Leather is just one of many products that can be derived from marc. The cosmetics industry has known for a long time about the exfoliating and anti-wrinkle potential of the polyphenols released in wine processing. The pharmaceutical industry is also interested in the compound resveratrol, with potential anti-ageing and anti-inflammatory properties, adding credence to the Italian proverb: “buon vino fa buon sangue*”
(*good wine makes good blood.)
If there is one food that is the symbol of Italian cuisine, it is pasta. From long threads of spaghetti to flat sheets of lasagne, most pasta types are produced from the flour of durum wheat, a very hard grain made of a tough outer bran and a starchy inner endosperm (also referred to as semolina). Unless the pasta is wholegrain, the production will only use the semolina. This means that pasta companies such as Barilla end up with lots of bran residue.
Enter Favini, a company that had already been successful in producing a line of paper called Crush using citrus fruit peels, lavender stems, coffee grains, and other food by-products. Barilla approached Favini to explore making a paper from the bran residue that they could not use in pasta production. The result is a fine paper called CartaCrusca, which contains 20% bran residue, replacing cellulose and filler materials from virgin sources.
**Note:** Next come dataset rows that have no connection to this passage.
PR #5265, opened 2026-02-20
Exhaustive allocator metrics

egg-juxt:
From commit message:

Added memory metrics (allocated, limit) for all interesting arrow allocators:
- guarantees covering all child allocators (actually adds some missing allocators)
- single metric for all child allocators, tagged by allocator-name and db-name, making it directly configurable by users
- no need to explicitly set up metrics for each allocator

image


jarohen:
will defer to @danmason and @tggreene on this one

tggreene (approved):
This looks great, ship it!

PR #5280, opened 2026-02-24
fix(sql): support Postgres-style backreferences (\N) in REGEXP_REPLACE

### LINKED ISSUE #5278: Support Postgres-style backreferences (\1) in REGEXP_REPLACE replacement strings
REGEXP_REPLACE currently only supports Java-style `$1` backreferences in replacement strings.

Postgres (and most SQL databases) use `\1`, which was silently treated as the literal character `1`.

tggreene:
REGEXP_REPLACE replacement strings use \1, \2 etc for backreferences in Postgres (and most SQL databases per POSIX convention), but Java's Matcher.replaceAll() uses $1, $2. We were passing the replacement string through as-is, so \1 was silently treated as the literal character '1'.

Implemented in the expression engine (as `postgres-backrefs->java`) means it runs at query time on the actual resolved replacement string, which is the correct layer for bridging Postgres replacement semantics to Java's Matcher.

Discovered while comparing clickbench query results against Postgres - Q29 (REGEXP_REPLACE for domain extraction) was returning literal 1.

Closes #5278

### DIFF
--- a/core/src/main/clojure/xtdb/expression.clj
+++ b/core/src/main/clojure/xtdb/expression.clj
@@ -1112,8 +1112,17 @@
                     `(boolean (re-find (compile-regex ~(or re-literal `(resolve-string ~needle-code)) ~flags)
                                        (resolve-string ~haystack-code))))}))
 
+(defn- postgres-backrefs->java
+  "Converts \\N backreferences to Java's $N in a single pass.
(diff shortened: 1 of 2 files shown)


tggreene:
I think more thought it needed before proceeding with this change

Products like CartaCrusca and Crush demonstrate a double win: not only do they reduce the demand for virgin resources, they also create a new revenue stream from a material that would traditionally be discarded.
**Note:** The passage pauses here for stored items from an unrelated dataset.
PR #5283, opened 2026-02-24
feat(bench/fusion): add multi-reading aggregation query

tggreene:
Adds a new benchmark query that exercises multi-table range_bins aggregation, MATERIALIZED CTEs, ROW_NUMBER delta calculations, AGE/EXTRACT time arithmetic, and UNION of heterogeneous result sets.

New tables: reading_a (system active power, 5min), reading_b (site active power, 5min), reading_c (state of charge, 15min), control_plan (sparse temporal events).

The query aggregates readings from three typed tables, computes charge rate from SoC deltas, and unions with control plan target boundaries. Added to both staged-only and OLTP workload (5% weight).

feat(bench/fusion): add OLTP writes for reading_b and reading_c

tidy(bench/fusion): add type hints to suppress reflection warnings

### DIFF
--- a/modules/bench/src/main/clojure/xtdb/bench/fusion.clj
+++ b/modules/bench/src/main/clojure/xtdb/bench/fusion.clj
@@ -1,5 +1,6 @@
 (ns xtdb.bench.fusion
-  (:require [clojure.string :as str]
+  (:require [clojure.set :as set]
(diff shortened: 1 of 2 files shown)


tggreene:
I think this is a show/ship, but if anyone's interested in the new query it's here!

“In the future, you’ll be able to choose between drinking a glass of milk and wearing one.”
Pathé Films, 1937
According to waste research charity WRAP, each year in the UK we pour 290,000 tonnes of milk down our drains, making it the third largest discarded food type. This is perhaps not surprising. Milk is a fairly low cost and regularly used food product, so naturally we tend to overbuy. There are a number of ways of using surplus or even slightly spoiled milk in cooking, including making ricotta cheese, but however well we try to avoid wasting milk, there will always be a surplus to manage. Fortunately, there are uses for excess milk outside of the kitchen.
In the 1930s, an Italian chemist called Antonio Feretti pioneered the production of a new textile fibre called Lanatil out of excess milk. His success was based on a simple logical premise: if wool is a protein, and milk contains a protein (called casein), then can you make a wool like fibre out of milk?
Shortly afterwards, a new company was set up, called SNIA Viscosa. The aim was to commercialise the process, and the business received significant startup funds from the Italian government, who saw it as a way of achieving economic self-sufficiency. By 1937, 10 million pounds of Lanital were being produced per year. The company even broke into the lucrative US market, where the material was marketed as Aralac, used in high end garments, and later on in military clothing. Despite the early promise Lanatil fell out of favour, being much weaker than wool and liable to give off putrid smells when damp.
Many years later, an Italian company has resurrected the interest in fibres derived from excess milk. Due di Latte, a company from Tuscany, has refined Feretti’s process creating a collection of different fabrics derived from either 100% milk fabric or blended with organic cotton or plant-derived fibres. Blending imparts specific properties such as strength, softness, weight, luminosity, and breathability. Milk fibres also have hypoallergenic and antibacterial properties, so that besides comfort, the clothing nourishes and moisturises the skin.
These same qualities are being applied in the products of another Tuscan company called Tenderly, who have manufactured their new line of ‘Carezza di Latte’ toilet roll from 100% natural milk fibres.